Funded Studies
Study Rationale: Parkinson’s disease is a progressive neurodegenerative disorder; meaning that from its inception, neurons are continuously dying with resulting worsening of neurologic symptoms. Two interrelated pathological processes that contribute to neurodegeneration in Parkinson’s disease are: 1) the accumulation of toxic forms of otherwise essential proteins and 2); a maladaptive chronic activation of neuroimmune responses. Toll-like receptors (TLRs) and specifically TLRs 2 and 9 are immune modulators whose inappropriate activation maintains a neuroinflammatory state and suppresses the ability of brain cells to remove toxic proteins. Thus, it is possible that a therapeutic agent that blocks both TLR2 and TLR9 may reduce neuroinflammation and restore the brain’s ability to remove toxic proteins thereby stopping or slowing disease-progression.

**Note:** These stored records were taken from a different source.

PR #1924, opened 2025-06-17
refactor(cmdline): improve option completion

soifou:
- Option info is now cached on first lookup instead of fetched every time.
- Shortname is shown in the label description for options.
- Fixed accepting option references (like `echo &shiftwidth`) in completions.

### DIFF
--- a/lua/blink/cmp/sources/cmdline/init.lua
+++ b/lua/blink/cmp/sources/cmdline/init.lua
@@ -52,15 +52,20 @@ local function longest_match(str, patterns)
   return best
 end
 
----@param name string
----@return boolean?
-local function is_boolean_option(name)
-  local ok, opt = pcall(function() return vim.opt[name]:get() end)
-  if ok then return type(opt) == 'boolean' end
-end
-
 --- @class blink.cmp.Source
-local cmdline = {}
+local cmdline = {
+  ---@type table<string, vim.api.keyset.get_option_info?>
+  options = setmetatable({}, {
+    __index = function(tbl, key)
+      -- Skip 'all' since it's not a real option but a special argument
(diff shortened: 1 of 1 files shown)


soifou:
I don't like this condition but only `all` fail while retrieving the provided options. And I'm not fund either by using pcall to guard against eventually an unhandled case... thought?

saghen:
I'm not opposed to the guard, but would be good to document why that's the case

soifou:
Ok I'll add a note.

Also did a quick bench between `vim.opt[name].get()` and `vim.api.nvim_get_option_info2` and the tradeoff is negligeable.

soifou:
Merged, thanks for the quick review!

soifou:
Side note: I just realized that the refactor commits do not appear in the changelog. Is this intentional? If so, I'll keep it in mind.

saghen:
Ah yeah, that's a side effect of using the conventional changelog. I ought to document (or automate really) how I do releases but basically I do:

```bash
NEW_VERSION=v1.4.1
git tag $NEW_VERSION -s -m $NEW_VERSION

nix-shell -p nodePackages_latest.conventional-changelog-cli # could grab via npx/bunx instead
conventional-changelog -o CHANGELOG.md --release-count 0 -p conventionalcommits

# Open the CHANGELOG.md and grab the latest release, discard the changes in git and paste the new release
# Update flake.nix

git tag -d $NEW_VERSION
git commit -m "chore: bump version to $NEW_VERSION"
git tag $NEW_VERSION -s -m $NEW_VERSION

# Update docs website
cd doc
npm run build:releas
bunx wrangler pages deploy .vitepress/dist --project-name=blink-cmp --branch=main

# Wait for CI to finish and copy from CHANGELOG.md to release notes
```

Hypothesis: NPT1220-478 is a potent and selective TLR2 and TLR9 antagonist that has worked in small models of neurodegenerative disorders. However, it is not yet been determined whether it can be safely administered to humans at doses sufficient to produce therapeutic actions. Studies administered will characterize the safety, toxicity and therapeutic potential of NPT1220-478 in animals. These studies will then evaluate the safety, tolerability and pharmacokinetics, in human volunteers and ultimately patients with Parkinson’s disease.

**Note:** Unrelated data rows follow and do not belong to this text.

Issue #1029, opened 2025-01-17
Support ignoring commands in cmdline source


Saghen:
### Feature Description

Some commands can be slow such as `!` on WSL. Notably, `nvim-cmp` also ignores `Man`

PR #1933, opened 2025-06-20
fix(cmdline): prevent hangs from shellcmd completion on win32/wsl

### LINKED ISSUE #1926: ':!' stops neovim in WSL

### Bug Description

**TL;DR**: In WSL, with the `blink.cmp` plugin enabled, entering :! in normal mode causes Neovim to freeze, and you can no longer input anything.

# what I found

This is the stack trace when Neovim gets stuck:

Image

I debugged into the neovim source code and found a loop in neovim function [do_path_expand](https://github.com/neovim/neovim/blob/fb8dba413f2bcaa61c15d1854b28112e3e91a035/src/nvim/path.c#L733).
It appears Neovim is continuously scanning the `/mnt/c/Windows/System32` directory and appending file paths to the `gap` array. Since this is a large directory, Neovim ends up waiting for the scan to complete, which causes the freeze.

## Why is that?

I started from scratch and found that `/mnt/c/Windows/System32` is extracted from the PATH environment variable in the function [expand_shellcmd](https://github.com/neovim/neovim/blob/fb8dba413f2bcaa61c15d1854b28112e3e91a035/src/nvim/cmdexpand.c#L3133)

# Solution

According to ChatGPT (thanks!), the path `/mnt/c/Windows/System32` is implicitly added to the `PATH` environment variable by WSL.

To prevent this, add the following to your /etc/wsl.conf file:

```
[interop]
enabled=true
appendWindowsPath=false
```

# How to reproduce?

Without the above fix, in WSL, every time you type `:!` in Neovim, it will freeze. In fact, any use of `!` to run an external command triggers the issue.

If you've applied the fix, you can still reproduce the issue by manually appending `/mnt/c/Windows/System32` to your `PATH` environment variable.

# Final Notes

This might not be a bug in blink.cmp itself, but since blink.cmp uses `vim.fn.getcompletion`, it indirectly triggers the issue.

### Relevant configuration

```lua

```

### `neovim` version

NVIM v0.12.0-dev-631+g3b85046ed5 Build type: Debug LuaJIT 2.1.1744317938

### `blink.cmp` version

v1.4.1

soifou:
This change makes the previous attempt to disable shell completion in Windows environments more robust:
- Handles both Windows and WSL, instead of only targeting Windows.
- Handles all shellcmd completions, e.g. `:term`, not just the `:!` command.
- Instead of disabling shellcmd completions entirely, temporarily remove system32 from `PATH`. This avoids hangs while still allowing completion items from other locations to be displayed.

Closes #1926
Related #1029

### DIFF
--- a/lua/blink/cmp/sources/cmdline/init.lua
+++ b/lua/blink/cmp/sources/cmdline/init.lua
@@ -52,6 +52,39 @@ local function longest_match(str, patterns)
   return best
 end
 
+--- Returns completion items for a given pattern and type, with special handling for shell commands on Windows/WSL.
+--- @param pattern string The partial command to match for completion
+--- @param type string The type of completion
+--- @param completion_type? string Original completion type from vim.fn.getcmdcompltype()
+--- @return table completions
+local function get_completions(pattern, type, completion_type)
+  -- If a shell command is requested on Windows or WSL, update PATH to avoid performance issues.
+  if completion_type == 'shellcmd' then
+    local separator, filter_fn
+
+    if vim.fn.has('win32') == 1 then
+      separator = ';'
+      -- Remove System32 folder on native Windows
+      filter_fn = function(part) return not part:lower():match('^[a-z]:\\windows\\system32$') end
+    elseif vim.fn.has('wsl') == 1 then
+      separator = ':'
+      -- Remove all Windows filesystem mounts on WSL
+      filter_fn = function(part) return not part:lower():match('^/mnt/[a-z]/') end
+    end
+
+    if filter_fn then
+      local orig_path = vim.env.PATH
+      local new_path = table.concat(vim.tbl_filter(filter_fn, vim.split(orig_path, separator)), separator)
+      vim.env.PATH = new_path
+      local completions = vim.fn.getcompletion(pattern, type)
+      vim.env.PATH = orig_path
+      return completions
+    end
+  end
+
+  return vim.fn.getcompletion(pattern, type)
+end
+
 --- @class blink.cmp.Source
 local cmdline = {
   ---@type table<string, vim.api.keyset.get_option_info?>
@@ -145,7 +178,7 @@ function cmdline:get_completions(context, callback)
             -- path completions uniquely expect only the current path
             query = is_path_completion and current_arg_prefix or query
 
-            completions = vim.fn.getcompletion(query, compl_type)
+            completions = get_completions(query, compl_type, completion_type)
             if type(completions) ~= 'table' then completions = {} end
           end
         end
@@ -153,7 +186,7 @@ function cmdline:get_completions(context, callback)
       -- Cmdline mode
       else
         local query = (text_before_argument .. current_arg_prefix):gsub([[\\]], [[\\\\]])
-        completions = vim.fn.getcompletion(query, 'cmdline')
+        completions = get_completions(query, 'cmdline', completion_type)
       end
 
       return completions
--- a/doc/configuration/reference.md
+++ b/doc/configuration/reference.md
@@ -606,12 +606,6 @@ sources.providers = {
 
   cmdline = {
     module = 'blink.cmp.sources.cmdline',
-    -- Disable shell commands on windows, since they cause neovim to hang
-    enabled = function()
-      return vim.fn.has('win32') == 0
-        or vim.fn.getcmdtype() ~= ':'
-        or not vim.fn.getcmdline():match("^[%%0-9,'<>%-]*!")
-    end,
   },
 
   omni = {
--- a/lua/blink/cmp/config/sources.lua
+++ b/lua/blink/cmp/config/sources.lua
@@ -79,12 +79,6 @@ local sources = {
       },
       cmdline = {
         module = 'blink.cmp.sources.cmdline',
-        -- Disable shell commands on windows, since they cause neovim to hang
-        enabled = function()
-          return vim.fn.has('win32') == 0
-            or vim.fn.getcmdtype() ~= ':'
-            or not vim.fn.getcmdline():match("^[%%0-9,'<>%-]*!")
-        end,
       },
       omni = {
         module = 'blink.cmp.sources.complete_func',


soifou:
Need some feedback from WSL users before this PR can get merged.

vinnymeller:
not super knowledgeable about either wsl or lua but I tested this out and did run into a couple problems

## system stuff:

```term
~ uname -r
5.15.167.4-microsoft-standard-WSL2

~ wsl.exe --version
WSL version: 2.4.12.0
Kernel version: 5.15.167.4-1
WSLg version: 1.0.65
MSRDC version: 1.2.5716
Direct3D version: 1.611.1-81528511
DXCore version: 10.0.26100.1-240331-1435.ge-release
Windows version: 10.0.26100.4349

~ nvim --version
NVIM v0.12.0-nightly+0d65866
Build type: Release
LuaJIT 2.1.1741730670
```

Study Design: To further characterize the potential beneficial actions (and required blood levels) of NPT1220-478 chronic dosing studies will be conducted in small models with Parkinson’s disease to determine safety and toxicity. These studies will include measures of TLR blockade, neuroinflammation and protein pathology. In parallel, studies will be conducted using human blood to confirm the ability of NPT1220-478 to block TLRs in situ. These studies will then evaluate the safety, tolerability and pharmacokinetics, in human volunteers and ultimately patients with Parkinson’s disease.

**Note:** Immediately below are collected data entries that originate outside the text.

PR #1946, opened 2025-06-26
fix: show_signature now ignores trigger.enabled if called directly

dladukedev:
Current State - Calling `show_signature()` when `signature.enabled = true` but `signature.trigger.enabled = false` prevents the signature popup from showing at all.

Expected State - Calling `show_signature()` directly (similar to `show()`) should ignore the `signature.trigger.enabled` flag

Change - Add a force opt to match `show()` that bypasses the `signature.trigger.enabled` flag


saghen:
Thanks!

PR #1949, opened 2025-06-26
opts is defined prior to being used.

WhoIsSethDaniel:


WhoIsSethDaniel:
I was receiving:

Impact on Diagnosis/Treatment of Parkinson’s disease: These studies will determine whether NPT1220-478 can be safely administered to Parkinson’s disease patients at doses sufficient to block TLR2 and TLR9.
Next Steps for Development: If the outcome of these studies is positive, subsequent studies to measure the ability of NPT1220-578 to alter markers of disease pathology would be undertaken ultimately leading to FDA approved clinical trials to test the ability of NPT1220-478 to slow the progression of Parkinson’s disease.